TASK TO CARRY OUT:
Could you please return each line of the data that has the word "final"?

-----

PR #1827, opened 2026-08-24
docs(mobile): G2 evidence — T054/T055 proven, T056 3/5 drills green

h4yfans:
## What

- **T054 → [x]**: device proof (iPhone 12 Pro: conformance 26/26 + round-trip 6/6, 2026-08-24 21:07) + simulator closure run after the full fix chain (22:50 — bulk ladder applied, nothing stuck, list complete).
- **T055 → [x]**: Maestro `us1-unlock-browse.yaml` green on the iPhone 17 Pro simulator (2026-08-25 01:44) — stored session short-circuits sign-in/unlock as designed, browse→open-note asserted. One flow fix: the note body sets `accessibilityLabel="Note content"` (no testID), so the final assert matches the label instead of `id:`.
- **T056 → 3/5 annotated**: kill-switch ✓ (staging `client_policies` flip → Read-only banner on next bg→fg, no restart; clears on re-enable), version-gate ✓ (99.0.0 floor → update banner → clears on NULL), attribution ✓ (staging D1: zero `ios` write rows across sync_items/crdt_* — US1 pull-only proven).
- G2 checkpoint block refreshed: remaining items are the final phone pass after #1826, the <5 s visibility drill (owner call on trigger path), and SC-004 (owner call on seeding the 10k vault).

## Verification

Staging `client_policies` restored to `writes_enabled=1, min_write_version=NULL` after the drills (verified by query). Screenshots + attribution JSON captured in the session.

### DIFF
--- a/apps/mobile/.maestro/us1-unlock-browse.yaml
+++ b/apps/mobile/.maestro/us1-unlock-browse.yaml
@@ -41,5 +41,5 @@ appId: com.memry.mobile
 - tapOn:
     below: 'Notes'
     index: 0
-- assertVisible:
-    id: 'Note content'
+# label match — the note body sets accessibilityLabel, not testID
+- assertVisible: 'Note content'
--- a/apps/mobile/src/sync/background.ts
+++ b/apps/mobile/src/sync/background.ts
@@ -51,18 +51,45 @@ export async function registerBackgroundSync(minIntervalMinutes = 15): Promise<v
 }
 
 let foregroundWired = false
+let pollTimer: ReturnType<typeof setInterval> | null = null
 
-/** Foreground transitions trigger an incremental sync pass. */
+/** While the app is open, poll every 5 s so desktop edits show without a
+ * background/foreground cycle (G2 <5 s visibility). The engine's exclusive
+ * queue coalesces overlapping passes, and a pass with nothing new is one
+ * cursor-echo request. */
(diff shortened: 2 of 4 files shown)


h4yfans:
Two mobile sync fixes landed on this branch during the T056 drills (both proven on simulator against staging):

1. **Body edits were invisible to mobile** — the record feed never carries body changes (updates push `content: null`; body saves do not touch the record row), and the pull engine fetched CRDT bodies only for `changedNoteIds`. Desktop peers see body edits because desktop probes every note's CRDT sequence each pass. Mobile now probes the 30-day recent window each pass (30 s floor), mirroring desktop; older bodies stay on-demand.
2. **An open app never re-pulled** — the only triggers were fg/online transitions and the BG task, so visibility of a desktop edit was set by the *next app switch* (uniform ~43 s in the drill). A 5 s foreground poll now runs while the app is active.

**20-trial drill results (desktop → staging → simulator, app foreground):** 0 misses; body median 32.2 s / p95 34.0 s; metadata median 28.1 s / p95 33.1 s (best trial 7.9 s). The floor is set by the DESKTOP push side: PushCoordinator drains the outbox and CRDT state on **30-second cycles** (`CrdtSnapshotScheduler` + push cycle), so <5 s end-to-end is not reachable for any edit type without making desktop pushes event-driven — flagging that as an owner decision (Phase 4 write-path work is the natural home).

-----

REPLY TO THE EXERCISE:
- **T055 → [x]**: Maestro `us1-unlock-browse.yaml` green on the iPhone 17 Pro simulator (2026-08-25 01:44) — stored session short-circuits sign-in/unlock as designed, browse→open-note asserted. One flow fix: the note body sets `accessibilityLabel="Note content"` (no testID), so the final assert matches the label instead of `id:`.
- G2 checkpoint block refreshed: remaining items are the final phone pass after #1826, the <5 s visibility drill (owner call on trigger path), and SC-004 (owner call on seeding the 10k vault).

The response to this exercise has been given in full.